What the task requires ::
Go through the records, and copy each line in which the string "doesn" is present.

Stored data ::
|---|

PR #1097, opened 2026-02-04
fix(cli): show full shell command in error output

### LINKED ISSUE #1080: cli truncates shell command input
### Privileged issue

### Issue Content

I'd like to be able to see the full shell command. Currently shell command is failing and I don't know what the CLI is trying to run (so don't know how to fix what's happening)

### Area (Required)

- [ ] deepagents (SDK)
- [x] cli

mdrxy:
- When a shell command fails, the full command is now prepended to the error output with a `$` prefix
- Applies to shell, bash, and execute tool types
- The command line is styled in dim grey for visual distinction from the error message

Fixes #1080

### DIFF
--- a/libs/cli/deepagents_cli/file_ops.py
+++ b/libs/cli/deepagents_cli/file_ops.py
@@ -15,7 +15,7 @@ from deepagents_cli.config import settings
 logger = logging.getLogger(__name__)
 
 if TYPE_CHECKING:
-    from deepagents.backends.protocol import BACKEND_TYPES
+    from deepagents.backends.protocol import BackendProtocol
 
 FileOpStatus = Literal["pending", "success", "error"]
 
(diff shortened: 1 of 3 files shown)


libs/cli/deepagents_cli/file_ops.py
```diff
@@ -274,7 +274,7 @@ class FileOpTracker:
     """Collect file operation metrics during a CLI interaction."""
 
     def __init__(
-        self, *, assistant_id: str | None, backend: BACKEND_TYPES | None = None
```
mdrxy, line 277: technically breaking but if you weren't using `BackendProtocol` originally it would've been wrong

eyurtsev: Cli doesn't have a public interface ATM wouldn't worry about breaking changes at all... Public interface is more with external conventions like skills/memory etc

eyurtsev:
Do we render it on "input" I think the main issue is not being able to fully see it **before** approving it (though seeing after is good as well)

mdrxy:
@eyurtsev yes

|---|

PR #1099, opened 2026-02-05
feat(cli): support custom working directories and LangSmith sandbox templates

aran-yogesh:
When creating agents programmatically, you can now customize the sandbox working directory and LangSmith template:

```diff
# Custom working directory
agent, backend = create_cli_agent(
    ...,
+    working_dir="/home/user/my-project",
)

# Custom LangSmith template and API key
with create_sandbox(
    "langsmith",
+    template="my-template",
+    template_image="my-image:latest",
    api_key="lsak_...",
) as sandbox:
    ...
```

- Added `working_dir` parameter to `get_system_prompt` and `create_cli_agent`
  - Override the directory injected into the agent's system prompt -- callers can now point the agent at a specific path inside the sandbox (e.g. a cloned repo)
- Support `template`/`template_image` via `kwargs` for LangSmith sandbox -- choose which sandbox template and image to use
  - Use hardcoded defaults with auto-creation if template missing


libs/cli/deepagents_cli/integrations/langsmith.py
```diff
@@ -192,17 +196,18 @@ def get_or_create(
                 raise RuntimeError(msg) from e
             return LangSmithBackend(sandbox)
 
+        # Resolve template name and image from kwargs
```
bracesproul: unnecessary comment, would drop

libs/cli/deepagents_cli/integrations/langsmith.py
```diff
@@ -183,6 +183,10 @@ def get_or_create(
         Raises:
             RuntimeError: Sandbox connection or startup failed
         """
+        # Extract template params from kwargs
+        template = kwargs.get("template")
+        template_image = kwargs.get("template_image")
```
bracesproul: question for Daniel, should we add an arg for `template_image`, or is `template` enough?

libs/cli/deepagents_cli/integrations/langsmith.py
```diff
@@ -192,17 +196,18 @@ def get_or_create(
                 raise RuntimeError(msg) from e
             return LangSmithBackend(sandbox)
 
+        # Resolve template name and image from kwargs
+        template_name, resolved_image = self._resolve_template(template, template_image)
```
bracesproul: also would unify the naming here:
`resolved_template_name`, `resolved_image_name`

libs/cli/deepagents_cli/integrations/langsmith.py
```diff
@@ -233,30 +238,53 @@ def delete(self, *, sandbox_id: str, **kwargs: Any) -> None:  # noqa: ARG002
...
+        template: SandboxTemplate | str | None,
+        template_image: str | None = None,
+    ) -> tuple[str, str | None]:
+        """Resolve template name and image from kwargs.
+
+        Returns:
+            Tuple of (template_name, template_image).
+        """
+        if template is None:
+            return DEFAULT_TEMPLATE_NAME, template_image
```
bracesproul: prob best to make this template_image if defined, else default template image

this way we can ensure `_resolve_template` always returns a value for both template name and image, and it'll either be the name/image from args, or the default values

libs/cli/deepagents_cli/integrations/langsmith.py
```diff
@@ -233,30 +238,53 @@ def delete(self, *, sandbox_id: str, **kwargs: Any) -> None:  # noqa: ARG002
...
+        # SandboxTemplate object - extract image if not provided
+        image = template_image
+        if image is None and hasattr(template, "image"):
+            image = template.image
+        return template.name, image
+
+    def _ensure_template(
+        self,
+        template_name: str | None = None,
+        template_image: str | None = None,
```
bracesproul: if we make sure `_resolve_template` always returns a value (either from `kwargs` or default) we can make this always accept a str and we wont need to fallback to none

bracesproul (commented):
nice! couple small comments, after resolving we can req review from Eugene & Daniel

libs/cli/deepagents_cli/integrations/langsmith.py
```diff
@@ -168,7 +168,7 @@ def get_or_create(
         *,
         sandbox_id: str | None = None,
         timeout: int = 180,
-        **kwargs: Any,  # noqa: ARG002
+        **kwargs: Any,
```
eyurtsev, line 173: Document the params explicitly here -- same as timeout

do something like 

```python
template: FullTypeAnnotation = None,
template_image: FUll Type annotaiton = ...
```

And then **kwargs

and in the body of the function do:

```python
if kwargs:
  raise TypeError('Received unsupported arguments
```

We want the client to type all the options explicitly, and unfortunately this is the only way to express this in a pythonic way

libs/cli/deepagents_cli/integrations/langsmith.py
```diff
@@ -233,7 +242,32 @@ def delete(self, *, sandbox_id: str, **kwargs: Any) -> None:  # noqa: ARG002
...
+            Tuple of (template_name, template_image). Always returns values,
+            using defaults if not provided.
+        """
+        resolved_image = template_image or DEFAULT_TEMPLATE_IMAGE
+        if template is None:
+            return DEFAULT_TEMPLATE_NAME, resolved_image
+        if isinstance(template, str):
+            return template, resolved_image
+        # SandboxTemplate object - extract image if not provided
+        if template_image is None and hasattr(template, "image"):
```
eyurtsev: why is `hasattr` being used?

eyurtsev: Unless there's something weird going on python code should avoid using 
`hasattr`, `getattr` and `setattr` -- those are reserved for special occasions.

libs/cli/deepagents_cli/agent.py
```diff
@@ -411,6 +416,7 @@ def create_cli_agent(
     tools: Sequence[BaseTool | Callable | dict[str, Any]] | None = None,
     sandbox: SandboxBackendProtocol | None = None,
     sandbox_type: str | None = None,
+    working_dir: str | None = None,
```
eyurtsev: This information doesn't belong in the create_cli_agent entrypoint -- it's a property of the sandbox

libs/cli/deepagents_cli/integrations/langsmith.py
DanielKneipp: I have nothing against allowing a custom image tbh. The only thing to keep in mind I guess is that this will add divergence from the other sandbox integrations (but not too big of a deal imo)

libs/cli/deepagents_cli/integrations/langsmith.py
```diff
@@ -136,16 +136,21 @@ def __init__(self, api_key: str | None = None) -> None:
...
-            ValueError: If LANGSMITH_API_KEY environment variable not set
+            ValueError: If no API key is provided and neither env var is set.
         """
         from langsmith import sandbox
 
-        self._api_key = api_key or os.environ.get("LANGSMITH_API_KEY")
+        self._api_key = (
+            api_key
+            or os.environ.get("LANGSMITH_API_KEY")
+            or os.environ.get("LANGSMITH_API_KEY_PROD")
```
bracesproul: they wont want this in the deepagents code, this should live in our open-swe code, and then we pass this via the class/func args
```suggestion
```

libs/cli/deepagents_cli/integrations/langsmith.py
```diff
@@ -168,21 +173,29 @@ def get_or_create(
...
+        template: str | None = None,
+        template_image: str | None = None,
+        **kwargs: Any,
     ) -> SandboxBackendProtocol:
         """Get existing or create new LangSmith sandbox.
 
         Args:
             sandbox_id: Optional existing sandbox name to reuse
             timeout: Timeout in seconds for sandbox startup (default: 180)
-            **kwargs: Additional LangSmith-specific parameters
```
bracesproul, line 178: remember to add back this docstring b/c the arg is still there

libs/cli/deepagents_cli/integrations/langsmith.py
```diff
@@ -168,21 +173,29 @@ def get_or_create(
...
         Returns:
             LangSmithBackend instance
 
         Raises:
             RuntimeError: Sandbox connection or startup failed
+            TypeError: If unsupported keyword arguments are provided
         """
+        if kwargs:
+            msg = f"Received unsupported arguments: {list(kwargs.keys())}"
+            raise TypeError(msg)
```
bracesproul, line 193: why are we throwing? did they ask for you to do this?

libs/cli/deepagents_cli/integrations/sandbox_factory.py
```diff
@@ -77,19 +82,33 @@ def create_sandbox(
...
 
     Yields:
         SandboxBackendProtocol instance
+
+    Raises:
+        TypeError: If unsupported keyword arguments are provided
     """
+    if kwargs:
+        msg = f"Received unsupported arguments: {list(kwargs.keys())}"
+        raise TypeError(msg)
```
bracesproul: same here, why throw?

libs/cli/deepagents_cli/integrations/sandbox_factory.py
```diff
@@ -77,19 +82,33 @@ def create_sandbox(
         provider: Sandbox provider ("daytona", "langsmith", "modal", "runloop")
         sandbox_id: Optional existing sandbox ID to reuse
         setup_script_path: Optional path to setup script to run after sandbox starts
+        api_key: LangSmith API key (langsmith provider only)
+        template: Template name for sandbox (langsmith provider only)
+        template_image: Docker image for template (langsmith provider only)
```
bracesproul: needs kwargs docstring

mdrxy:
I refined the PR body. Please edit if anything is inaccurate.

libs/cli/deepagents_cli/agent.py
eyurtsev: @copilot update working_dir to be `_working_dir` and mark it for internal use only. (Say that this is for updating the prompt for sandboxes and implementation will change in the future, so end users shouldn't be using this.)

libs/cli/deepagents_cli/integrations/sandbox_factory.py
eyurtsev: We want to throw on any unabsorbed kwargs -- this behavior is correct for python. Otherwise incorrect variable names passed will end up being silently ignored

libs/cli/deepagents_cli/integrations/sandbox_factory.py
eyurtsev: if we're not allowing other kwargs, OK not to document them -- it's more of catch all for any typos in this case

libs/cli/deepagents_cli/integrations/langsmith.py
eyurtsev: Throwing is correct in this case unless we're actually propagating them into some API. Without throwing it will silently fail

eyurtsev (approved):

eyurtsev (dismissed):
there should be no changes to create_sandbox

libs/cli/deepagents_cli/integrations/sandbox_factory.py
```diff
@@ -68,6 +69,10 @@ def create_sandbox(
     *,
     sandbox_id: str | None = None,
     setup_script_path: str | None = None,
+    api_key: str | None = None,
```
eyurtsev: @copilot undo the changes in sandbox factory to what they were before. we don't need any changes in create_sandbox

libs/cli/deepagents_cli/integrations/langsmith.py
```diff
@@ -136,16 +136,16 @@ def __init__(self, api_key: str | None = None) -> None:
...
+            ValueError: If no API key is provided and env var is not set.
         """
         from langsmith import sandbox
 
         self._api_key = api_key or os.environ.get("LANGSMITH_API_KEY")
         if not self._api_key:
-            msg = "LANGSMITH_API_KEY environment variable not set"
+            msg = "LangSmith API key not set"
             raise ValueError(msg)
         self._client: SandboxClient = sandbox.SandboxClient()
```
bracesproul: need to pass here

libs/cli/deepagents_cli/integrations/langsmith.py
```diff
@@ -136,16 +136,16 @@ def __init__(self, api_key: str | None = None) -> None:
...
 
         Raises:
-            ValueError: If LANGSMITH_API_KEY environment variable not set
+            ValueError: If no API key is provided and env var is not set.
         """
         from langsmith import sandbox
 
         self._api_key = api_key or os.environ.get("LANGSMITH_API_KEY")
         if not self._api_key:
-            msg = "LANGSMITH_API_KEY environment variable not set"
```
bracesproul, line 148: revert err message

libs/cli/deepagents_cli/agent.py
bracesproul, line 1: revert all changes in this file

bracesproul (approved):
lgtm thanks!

|---|

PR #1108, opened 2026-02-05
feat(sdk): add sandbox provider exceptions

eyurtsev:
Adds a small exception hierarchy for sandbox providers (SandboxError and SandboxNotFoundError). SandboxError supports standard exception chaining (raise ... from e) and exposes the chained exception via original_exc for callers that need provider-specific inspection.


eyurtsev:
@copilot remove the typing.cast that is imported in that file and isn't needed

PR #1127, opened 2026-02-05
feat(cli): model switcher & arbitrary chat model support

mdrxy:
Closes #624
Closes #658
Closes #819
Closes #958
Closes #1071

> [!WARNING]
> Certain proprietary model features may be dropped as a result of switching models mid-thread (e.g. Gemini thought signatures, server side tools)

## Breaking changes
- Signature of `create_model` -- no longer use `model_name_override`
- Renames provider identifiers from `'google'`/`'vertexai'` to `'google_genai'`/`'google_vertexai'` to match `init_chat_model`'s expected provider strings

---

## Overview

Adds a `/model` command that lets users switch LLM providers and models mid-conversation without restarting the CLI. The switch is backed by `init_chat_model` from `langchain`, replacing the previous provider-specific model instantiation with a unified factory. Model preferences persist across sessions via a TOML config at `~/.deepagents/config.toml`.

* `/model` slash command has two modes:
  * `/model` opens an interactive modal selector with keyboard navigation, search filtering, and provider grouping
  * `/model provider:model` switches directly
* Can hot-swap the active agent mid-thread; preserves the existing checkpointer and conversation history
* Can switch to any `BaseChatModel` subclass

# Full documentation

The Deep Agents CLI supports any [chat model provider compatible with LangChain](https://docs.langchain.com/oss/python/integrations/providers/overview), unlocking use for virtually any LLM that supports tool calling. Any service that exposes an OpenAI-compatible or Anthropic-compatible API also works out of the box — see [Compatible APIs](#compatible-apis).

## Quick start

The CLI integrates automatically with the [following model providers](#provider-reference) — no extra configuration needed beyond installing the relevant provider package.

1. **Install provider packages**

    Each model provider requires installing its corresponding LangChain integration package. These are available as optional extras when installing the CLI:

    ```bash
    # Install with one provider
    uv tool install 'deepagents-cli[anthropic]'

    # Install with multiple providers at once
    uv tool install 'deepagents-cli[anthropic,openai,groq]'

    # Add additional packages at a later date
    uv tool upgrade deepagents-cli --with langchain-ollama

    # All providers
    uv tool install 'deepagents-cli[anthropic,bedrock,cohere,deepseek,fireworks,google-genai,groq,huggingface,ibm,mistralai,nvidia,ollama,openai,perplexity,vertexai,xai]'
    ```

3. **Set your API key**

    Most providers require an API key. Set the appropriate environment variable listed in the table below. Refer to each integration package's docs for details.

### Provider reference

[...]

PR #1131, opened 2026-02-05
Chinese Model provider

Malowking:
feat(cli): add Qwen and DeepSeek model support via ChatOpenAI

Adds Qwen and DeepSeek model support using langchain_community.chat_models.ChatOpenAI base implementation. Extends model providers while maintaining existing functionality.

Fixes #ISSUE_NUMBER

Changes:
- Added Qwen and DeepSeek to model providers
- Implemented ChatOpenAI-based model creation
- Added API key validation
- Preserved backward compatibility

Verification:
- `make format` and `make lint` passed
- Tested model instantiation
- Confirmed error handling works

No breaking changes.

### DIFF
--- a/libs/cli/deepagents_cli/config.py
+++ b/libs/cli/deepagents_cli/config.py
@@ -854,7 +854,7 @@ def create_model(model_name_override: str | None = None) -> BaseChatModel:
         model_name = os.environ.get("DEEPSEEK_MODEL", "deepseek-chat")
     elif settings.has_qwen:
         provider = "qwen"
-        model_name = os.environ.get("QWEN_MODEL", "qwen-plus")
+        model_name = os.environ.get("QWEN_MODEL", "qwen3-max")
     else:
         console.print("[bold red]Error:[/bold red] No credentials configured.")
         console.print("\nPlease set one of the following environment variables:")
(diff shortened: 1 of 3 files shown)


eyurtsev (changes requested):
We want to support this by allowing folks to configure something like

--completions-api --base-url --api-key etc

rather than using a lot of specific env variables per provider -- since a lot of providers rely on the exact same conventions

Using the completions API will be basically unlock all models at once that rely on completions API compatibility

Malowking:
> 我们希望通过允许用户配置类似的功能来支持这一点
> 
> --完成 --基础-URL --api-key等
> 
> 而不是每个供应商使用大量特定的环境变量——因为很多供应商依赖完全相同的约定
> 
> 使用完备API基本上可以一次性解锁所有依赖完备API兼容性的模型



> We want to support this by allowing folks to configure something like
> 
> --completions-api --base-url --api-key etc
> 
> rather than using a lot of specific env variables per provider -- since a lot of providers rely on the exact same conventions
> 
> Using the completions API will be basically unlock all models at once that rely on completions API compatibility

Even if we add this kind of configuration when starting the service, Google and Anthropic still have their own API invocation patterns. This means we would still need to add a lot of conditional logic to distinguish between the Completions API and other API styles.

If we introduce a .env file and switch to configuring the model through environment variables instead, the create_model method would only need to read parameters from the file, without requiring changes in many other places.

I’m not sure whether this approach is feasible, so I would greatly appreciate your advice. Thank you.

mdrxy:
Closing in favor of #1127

|---|

Response box ::
eyurtsev: Cli doesn't have a public interface ATM wouldn't worry about breaking changes at all... Public interface is more with external conventions like skills/memory etc
eyurtsev: This information doesn't belong in the create_cli_agent entrypoint -- it's a property of the sandbox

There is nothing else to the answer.